After a bit of reading at vmMBA and watching BM15 Managing Chargeback with VMware Infrastructure 3 from VMworld 2007 we decided to go with a tiered chargeback method. The chargeback method has three tiers – low, middle, and high. The lowest tier is designed to be cheapest by far to encourage adoption on a larger scale. Our goal is to instill the confidence we have in our virtual infrastructure to our users.

Feature

Physical System

Virtual Machine

Redundant Power

Standard in higher-tier servers, lower-tier servers ~$100

Standard on hosts

Redundant CPU

Duplicate hardware required

Through multiple hosts and high availability

Redundant RAM

Duplicate hardware required

Through multiple hosts and high availability

Redundant Storage

Not required; additional costs for RAID levels or multiple storage adapters (HBAs)

Standard through multiple HBAs, SAN switch redundancy, SAN RAID levels

Redundant Network

Standard in higher-tier servers; switch redundancy not always implemented

Through multiple hosts, multiple NICs, & multiple switches

Warranty

Optional – increases total cost between $350-$1500

Standard on hosts

System Lifetime

Server MTBF, then reordered, and moved (With an outage)

N/A

Testability

Risky, requires downtime or “test” hardware

Live servers can be placed into snapshot mode; Local copies can also be downloaded for extensive tests

Hardware Maintenance

Outage/Maintenance Windows Required

Transparent to users via vMotion

Recoverability

File level only, requires OS & application reloads

File level and Image level

Illustration of added value with virtual machines

Let’s take this a step further with a Dell server.
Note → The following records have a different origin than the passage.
PR #718, opened 2020-06-13
Replace deprecated SimpleAnnotationReader

astehlik:
The `SimpleAnnotationReader` of doctrine is deprecated / removed
in future versions. See also:

https://github.com/doctrine/annotations/issues/87

It is replaced with the `AnnotationReader`.

This is a breaking change because annotations without proper
namespacing are no longer supported!

I also looked for a backwards compatible solution but I could not find one that made sense :( 

Drupal for example seems to have copied the source of the `SimpleAnnotationReader` into their own project: https://www.drupal.org/project/drupal/issues/2631202

### DIFF
--- a/composer.json
+++ b/composer.json
@@ -34,7 +34,7 @@
     "require-dev": {
         "phpunit/phpunit": "^8.5",
         "mnapoli/phpunit-easymock": "^1.2",
-        "doctrine/annotations": "~1.2",
+        "doctrine/annotations": "^1.10",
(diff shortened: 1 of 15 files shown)


mnapoli:
For PHP-DI 7 I want to replace annotations entirely with attributes: #812 

That should solve this issue 👍

astehlik:
:+1: Sounds good, closing this PR

PR #853, opened 2024-08-26
Enabling go vet

Tang8330:
Fixing errors and adding `make vet`


nathan-artie (approved):
Do we also want to run this when we run tests?

Tang8330:
> Do we also want to run this when we run tests?

SGTM

PR #866, opened 2024-09-01
Refactor schema tests

Tang8330:
Refactoring tests

### DIFF
--- a/lib/debezium/schema_test.go
+++ b/lib/debezium/schema_test.go
@@ -105,7 +105,7 @@ func TestField_ToKindDetails(t *testing.T) {
 			// Variable numeric decimal
 			assert.Equal(
 				t, typing.NewDecimalDetailsFromTemplate(typing.EDecimal, decimal.NewDetails(decimal.PrecisionNotSpecified, decimal.DefaultScale)),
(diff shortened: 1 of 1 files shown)


lib/debezium/schema_test.go
```diff
@@ -82,203 +79,85 @@ func TestField_GetScaleAndPrecision(t *testing.T) {
...
+	}
+	{
+		// Time
+		for _, dbzType := range []SupportedDebeziumType{Time, TimeKafkaConnect, MicroTime, NanoTime, TimeWithTimezone} {
+			assert.Equal(t, typing.NewKindDetailsFromTemplate(typing.ETime, ext.TimeKindType), Field{DebeziumType: dbzType}.ToKindDetails())
+		}
+	}
+	{
+		// Datetime
+		assert.Equal(t, typing.NewKindDetailsFromTemplate(typing.ETime, ext.DateTimeKindType), Field{DebeziumType: DateTimeWithTimezone}.ToKindDetails())
```
danafallon, line 161: Could this one go in the array on line 143?

Tang8330: Yeah we can put it in there. When we delineate support for TIMESTAMP and DATETIME, we can then pull it out

PR #868, opened 2024-09-03
Add warning for unhandled field / debezium type.

Tang8330:
We should be able to natively handle every single Debezium or native type. This log will help us identify any unhandled types (if any).

### DIFF
--- a/lib/debezium/schema.go
+++ b/lib/debezium/schema.go
@@ -1,6 +1,8 @@
 package debezium
 
 import (
+	"log/slog"
+
 	"github.com/artie-labs/transfer/lib/debezium/converters"
 	"github.com/artie-labs/transfer/lib/maputil"
 	"github.com/artie-labs/transfer/lib/ptr"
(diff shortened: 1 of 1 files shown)


lib/debezium/schema.go
```diff
@@ -155,6 +157,10 @@ func (f Field) ToKindDetails() typing.KindDetails {
 	case Array:
 		return typing.Array
 	default:
+		if f.Type != "" || f.DebeziumType != "" {
```
nathan-artie, line 160: Are `f.Type` or `f.DebeziumType` ever empty strings?

Tang8330: We did have a case of it being empty here: https://github.com/artie-labs/reader/pull/473

nathan-artie (approved):

lib/debezium/schema.go
Tang8330: Just thinking more about this, my eventual goal is to have this return an error instead of `typing.Invalid`.

Doing conditional checks on empty string will still require me to check who is passing empty strings. I just removed it so I can track down any potential codepaths that are emitting empty or unhandled types.

nathan-artie: Would it be useful to also log if `f.DebeziumType` is not empty after the `switch f.DebeziumType` statement has completed? In other words, if `f.DebeziumType` is present do we always expect that the case statement should handle it? Should it be an error if `f.DebeziumType` = `"junk"` and `f.Type` = "string"?

Tang8330: I'm down

Tang8330: Let's log it.

> Should it be an error if f.DebeziumType = "junk" and f.Type = "string"?

I think so

nathan-artie (approved):

PR #881, opened 2024-09-04
[Debezium] Moving Variable Decimal

Tang8330:
Moving the variable decimal converter. Once this is done, we only have one more and we're done!


lib/debezium/types_test.go
```diff
@@ -500,62 +500,3 @@ func TestField_DecodeDecimal(t *testing.T) {
 		assert.Equal(t, testCase.expectedScale, dec.Details().Scale(), testCase.name)
 	}
 }
-
-func TestField_DecodeDebeziumVariableDecimal(t *testing.T) {
```
Tang8330, line 504: Moved

nathan-artie (approved):

PR #883, opened 2024-09-05
[Typing] Stop implicit references of datetime in ParseValue

Tang8330:
All date, time, datetime and timestamp values are natively handled in the BSON and Debezium converters.

There is no need to do this anymore.

### DIFF
--- a/lib/typing/parse.go
+++ b/lib/typing/parse.go
@@ -14,10 +14,6 @@ func ParseValue(_ Settings, key string, optionalSchema map[string]KindDetails, v
 		return kindDetail
 	}
 
-	return parseValue(val)
-}
-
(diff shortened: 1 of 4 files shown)


nathan-artie (approved):

lib/typing/parse.go
```diff
@@ -4,21 +4,20 @@ import (
...
 	if kindDetail, isOk := optionalSchema[key]; isOk {
 		return kindDetail
 	}
 
-	return parseValue(settings, val)
+	return parseValue(val)
 }
 
-func parseValue(settings Settings, val any) KindDetails {
+func parseValue(val any) KindDetails {
```
nathan-artie, line 20: Could make this one function.

PR #887, opened 2024-09-05
[ON HOLD] Adding a function `SupportDefaultValue`

Tang8330:
Snowflake doesn't support it well, so let's remove support.

### DIFF
--- a/clients/shared/default_value.go
+++ b/clients/shared/default_value.go
@@ -5,7 +5,6 @@ import (
 	"log/slog"
 
 	bigQueryDialect "github.com/artie-labs/transfer/clients/bigquery/dialect"
-	mssqlDialect "github.com/artie-labs/transfer/clients/mssql/dialect"
 	"github.com/artie-labs/transfer/lib/destination"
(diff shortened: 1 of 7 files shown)


clients/shared/default_value.go
```diff
@@ -58,8 +57,7 @@ func BackfillColumn(dwh destination.DataWarehouse, column columns.Column, tableI
 		return nil
 	}
 
-	if _, ok := dwh.Dialect().(mssqlDialect.MSSQLDialect); ok {
-		// TODO: Support MSSQL column backfill
+	if !dwh.SupportDefaultValue() {
```
danafallon, line 60: In this case, should we continue backfilling with default values the old way? And only alter the column default (in https://github.com/artie-labs/transfer/pull/885) if this is true?

Tang8330: I think we should get rid of our backfill completely because it's error prone

danafallon (approved):

Tang8330:
Removing this

PR #888, opened 2024-09-05
[Debezium] Standing up Decimal converters - Part one

Tang8330:
First pass at standing up the Decimal converter

### DIFF
--- a/lib/debezium/schema.go
+++ b/lib/debezium/schema.go
@@ -129,9 +129,13 @@ func (f Field) ToValueConverter() (converters.ValueConverter, error) {
 		return converters.MicroTimestamp{}, nil
 	case NanoTimestamp:
 		return converters.NanoTimestamp{}, nil
-	}
+	default:
+		if f.DebeziumType != "" {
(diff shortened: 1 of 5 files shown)


lib/debezium/schema.go
```diff
@@ -81,70 +81,69 @@ func (f Field) GetScaleAndPrecision() (int32, *int32, error) {
...
-		if precisionPtr != nil {
-			precision = *precisionPtr
-		}
-
-		return typing.NewDecimalDetailsFromTemplate(typing.EDecimal, decimal.NewDetails(precision, scale))
+	if converter != nil {
+		return converter.ToKindDetails()
 	}
 
 	if f.DebeziumType != "" {
```
nathan-artie, line 149: Could move this to the `default` case of the switch statement in `ToValueConverter()`.

nathan-artie (approved):

lib/debezium/schema.go
Tang8330: sgtm

PR #890, opened 2024-09-06
[Debezium] Implementing bits + other string types.

Tang8330:
Implementing the following:

* Bit (parsing as `[]byte` and returning b64 encoded string)
* Interval and XML string passthroughs

### DIFF
--- a/lib/debezium/converters/basic.go
+++ b/lib/debezium/converters/basic.go
@@ -42,14 +42,14 @@ func (Int64Passthrough) Convert(value any) (any, error) {
 	return value, nil
 }
 
-type Bit struct{}
+type Base64 struct{}
 
-func (Bit) ToKindDetails() typing.KindDetails {
+func (Base64) ToKindDetails() typing.KindDetails {
 	// We're returning this back as a base64 encoded string.
 	return typing.String
 }
 
-func (Bit) Convert(value any) (any, error) {
+func (Base64) Convert(value any) (any, error) {
 	castedValue, err := typing.AssertType[[]byte](value)
 	if err != nil {
 		return nil, err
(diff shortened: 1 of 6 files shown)


lib/debezium/types.go
```diff
@@ -28,11 +28,16 @@ const (
...
+	JSON     SupportedDebeziumType = "io.debezium.data.Json"
+	Enum     SupportedDebeziumType = "io.debezium.data.Enum"
+	EnumSet  SupportedDebeziumType = "io.debezium.data.EnumSet"
+	UUID     SupportedDebeziumType = "io.debezium.data.Uuid"
+	LTree    SupportedDebeziumType = "io.debezium.data.Ltree"
+	Interval SupportedDebeziumType = "io.debezium.time.Interval"
+	XML      SupportedDebeziumType = "io.debezium.data.Xml"
+
+	// Bytes
+	Bit SupportedDebeziumType = "io.debezium.data.Bits"
```
nathan-artie, line 40: Nit can we call this `Bits`? `Bit` makes me think this is just a single bit.

lib/debezium/converters/basic.go
```diff
@@ -40,3 +41,19 @@ func (Int64Passthrough) Convert(value any) (any, error) {
 
 	return value, nil
 }
+
+type Bit struct{}
```
nathan-artie, line 45: Could call this `Base64` since it's a converter that produces base64 encoded values.

nathan-artie (approved):

lib/debezium/types.go
Tang8330: Yeah sure

lib/debezium/converters/basic.go
Tang8330: sgtm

Quotes generated with the using Dell Higher Education website.

The server I will be using is the PowerEdge 2970. Base cost: $5,330.

Feature

Physical System

Virtual Machine

Redundant Power

Added Cost: $0

Included.

Redundant CPU

Duplicate hardware required. Added Cost: $5,330

Included.

Redundant RAM

Included in the above duplicate hardware. Requires downtime to replace.

Included.

Redundant Storage

RAID 5 Standard

Cost: 0

Included.

Redundant Network

Standard; must instruct staff to use different switches

Added Cost: $0

Included.

Warranty

3 year warranty standard

Added Cost: $0

Included.

Total

($5,330 + $5,330) = $10,660

This is probably a mid to high tier VM, which would depend on disk IO rates and load. I could see charging anywhere from $3,000-$4,500 for this VM. I will eventually post the details on how that number was derived.
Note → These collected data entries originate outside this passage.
PR #896, opened 2024-09-06
[Typing] Simplify Ext Parse

Tang8330:
Will merge this PR based on the findings of: https://github.com/artie-labs/transfer/pull/895

### DIFF
--- a/lib/typing/ext/parse.go
+++ b/lib/typing/ext/parse.go
@@ -2,7 +2,6 @@ package ext
 
 import (
 	"fmt"
-	"log/slog"
 	"time"
 )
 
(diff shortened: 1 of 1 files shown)


lib/typing/ext/parse.go
```diff
@@ -62,48 +48,27 @@ func ParseTimeExactMatchLegacy(layout, potentialDateTimeString string) (time.Tim
...
 			return NewExtendedTime(ts, DateKindType, supportedDateFormat), nil
 		}
 	}
 
-	// TODO: Remove this if we don't see any Sentry.
 	// Now check TIME formats
 	for _, supportedTimeFormat := range SupportedTimeFormatsLegacy {
-		ts, exactMatch, err := ParseTimeExactMatchLegacy(supportedTimeFormat, dtString)
-		if err == nil && exactMatch {
-			slog.Error("Unexpected call to SupportedTimeFormatsLegacy",
```
nathan-artie, line 93: Should we remove this entire loop? Looks like we don't actually expect to match any time formats, but with this change we'll still support matching time formats.

Tang8330: We should keep it because we'll need it for the inference work later (When we encounter a `TIME` column later and we have a string value, we should try to parse the string value as `TIME`)

nathan-artie (approved):

PR #902, opened 2024-09-10
[Typing] ParseFromInterface to take ExtendedTimeKindType

Tang8330:
In this PR, we are refactoring `ParseFromInterface` to take `ExtendedTimeKindType` so we know what we need to be parsing against.

This way, for `DateTime` types, we don't need to try and parse layouts that are targeted for `DATE` and `TIME`.

### DIFF
--- a/lib/typing/ext/parse.go
+++ b/lib/typing/ext/parse.go
@@ -20,14 +20,14 @@ func ParseTimeExactMatch(layout, value string) (time.Time, error) {
 	return ts, nil
 }
 
-func ParseFromInterfaceNew(val any, kindType ExtendedTimeKindType) (*ExtendedTime, error) {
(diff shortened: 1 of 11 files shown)


lib/typing/ext/parse.go
```diff
@@ -23,42 +38,63 @@ func ParseFromInterface(val any) (*ExtendedTime, error) {
...
 }
 
-// ParseTimeExactMatch will return an error if it was not an exact match.
-// We need this function because things may parse correctly but actually truncate precision
-func ParseTimeExactMatch(layout, value string) (time.Time, error) {
-	ts, err := time.Parse(layout, value)
-	if err != nil {
-		return time.Time{}, err
-	}
+func ParseExtendedDateTime(val string, kindType ExtendedTimeKindType) (*ExtendedTime, error) {
```
nathan-artie, line 41: `value` for consistency?

nathan-artie (approved):

PR #904, opened 2024-09-12
[Typing] Default Value

Tang8330:
With this PR: https://github.com/artie-labs/transfer/pull/893, we now treat columns that are `NUMERIC(p, 0)` which are integer columns as `ExtendedDecimal` type with scale of 0.

This means that we can have default values that are integers. This PR adds handling for that.

### DIFF
--- a/clients/shared/default_value.go
+++ b/clients/shared/default_value.go
@@ -39,6 +39,11 @@ func DefaultValue(column columns.Column, dialect sql.Dialect) (any, error) {
 			return sql.QuoteLiteral(extTime.String(column.KindDetails.ExtendedTimeDetails.Format)), nil
 		}
 	case typing.EDecimal.Kind:
+		int64Value, err := typing.AssertType[int64](column.DefaultValue())
+		if err == nil {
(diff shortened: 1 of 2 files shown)


clients/shared/default_value.go
```diff
@@ -39,6 +39,13 @@ func DefaultValue(column columns.Column, dialect sql.Dialect) (any, error) {
...
 		}
 	case typing.EDecimal.Kind:
+		if column.KindDetails.ExtendedDecimalDetails.Scale() == 0 {
+			switch column.DefaultValue().(type) {
+			case int, int8, int16, int32, int64:
+				return fmt.Sprint(column.DefaultValue()), nil
+			}
+		}
+
 		decimalValue, err := typing.AssertType[*decimal.Decimal](column.DefaultValue())
```
danafallon, line 49: Would this just error out before if the column did have an int default value?

Tang8330: Yup!

danafallon (approved):

PR #908, opened 2024-09-17
Remove outdated TODOs

Tang8330:
Removing outdated TODOs


lib/typing/ext/variables.go
```diff
@@ -29,7 +29,6 @@ var supportedDateFormats = []string{
 	PostgresDateFormat,
 }
 
-// TODO: Remove
 var SupportedTimeFormatsLegacy = []string{
```
nathan-artie, line 32: Should we rename this to `SupportedTimeFormats` if we're going to keep it?

nathan-artie (approved):

lib/typing/ext/variables.go
Tang8330: Yup sgtm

Total value added: ($10,660 – $4,500) = $6,160. That’s the high estimate on what would be charged. That’s not even including the depreciation that the server would incur each year. Or the value added from faster recovery times with VMware Consolidated Backup or SAN based snapshots. Or the value added from being able to deploy a virtual machine much faster than acquire physical equipment. Or the zero downtime VMware hosts can have with hardware maintenance via vMotion. Or the downtime that was not incurred because virtual machines have ability to be placed in snapshot mode, protecting from potentially disruptive changes.
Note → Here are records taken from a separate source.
PR #211, opened 2026-07-15
Add board check script and runbook

dmitrymmm:
Adds tools/board-check: a short script that verifies a connected board end to end with the shipped CLI tools (enumeration, identity, configuration, streaming with the chip test signal, so no antennas needed), plus a runbook with prerequisites, failure triage and the release candidate check procedure. Stops at the first failing step, prints PASS or FAIL, exit code 0 only on pass.

Fixes #192.

### DIFF
--- a/tools/board-check/board_check.sh
+++ b/tools/board-check/board_check.sh
@@ -1,0 +1,21 @@
+#!/usr/bin/env bash
+# LimeSuiteNG board check. Runs each step in order and stops at the
+# first failure, so the last printed step is the one that failed.
+# Exit code 0 means the board passed. See RUNBOOK.md for details.
+
+set -e
+trap 'echo "FAIL"' ERR
+
+echo "1. Board enumerates"
+limeDevice
+
+echo "2. Identity readable"
+limeDevice --full
+
+echo "3. Configuration accepted: 10 MHz sample rate, 1 GHz LO, Rx test signal"
+limeConfig --initialize --samplerate 10e6 --rxen 1 --rxlo 1e9 --rxtestsignal 1
+
+echo "4. Rx streaming works: 2 seconds through the whole digital path"
+limeTRX --time 2000
+
+echo "PASS"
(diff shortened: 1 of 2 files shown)


tools/board-check/board_check.sh
```diff
@@ -0,0 +1,21 @@
...
+trap 'echo "FAIL"' ERR
+
+echo "1. Board enumerates"
+limeDevice
+
+echo "2. Identity readable"
+limeDevice --full
+
+echo "3. Configuration accepted: 10 MHz sample rate, 1 GHz LO, Rx test signal"
+limeConfig --initialize --samplerate 10e6 --rxen 1 --rxlo 1e9 --rxtestsignal 1
```
rjonaitis, line 16: Unreliable, device configuration could fail simply due to provided parameter being out of supported range. Device health checking needs to be done with device specific parameters.
There is 'limeOEM --test` cli, that suppose to run board health checks and hardware components tests.

tools/board-check/board_check.sh
```diff
@@ -0,0 +1,21 @@
...
+
+echo "4. Rx streaming works: 2 seconds through the whole digital path"
+limeTRX --time 2000
```
rjonaitis, line 19: unreliable, would only fail if stream confiuration would be invalid. If no samples would be received over the 2 seconds, it would still return success.
From end user perspective streaming tests are part of 'limeOEM'
From development perspective there is a set of streaming "unit tests" that can be run with actual hardware https://github.com/myriadrf/LimeSuiteNG/blob/f0290a4375a01c9bc571b5acf955915f4c4baca0/tests/CMakeLists.txt#L61-L71

rjonaitis:
The submited work is not verified, and has existing alternatives, Please defer work that requires actual hardware to run until you get the device and be able to verify the process.

dmitrymmm:
Agreed on all points - limeOEM --test and gtest-runner-hardware already cover this, and my pass criteria were not reliable: limeTRX exit code does not prove samples actually flowed. Closing this PR. I will redo #192 as a runbook around the existing tools, with device specific parameters, once there is a board to verify against.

Of course, this is all just talk unless you to have an SLA to back the value added claims up. In your SLA it is important to note that high availability with CPU/RAM is not fault tolerance. That’s coming soon, but VMware Fault Tolerance has not hit the market yet. While the SLA cannot guarantee zero downtime, an SLA backed by VMware HA can guarantee much less downtime than a non clustered physical system.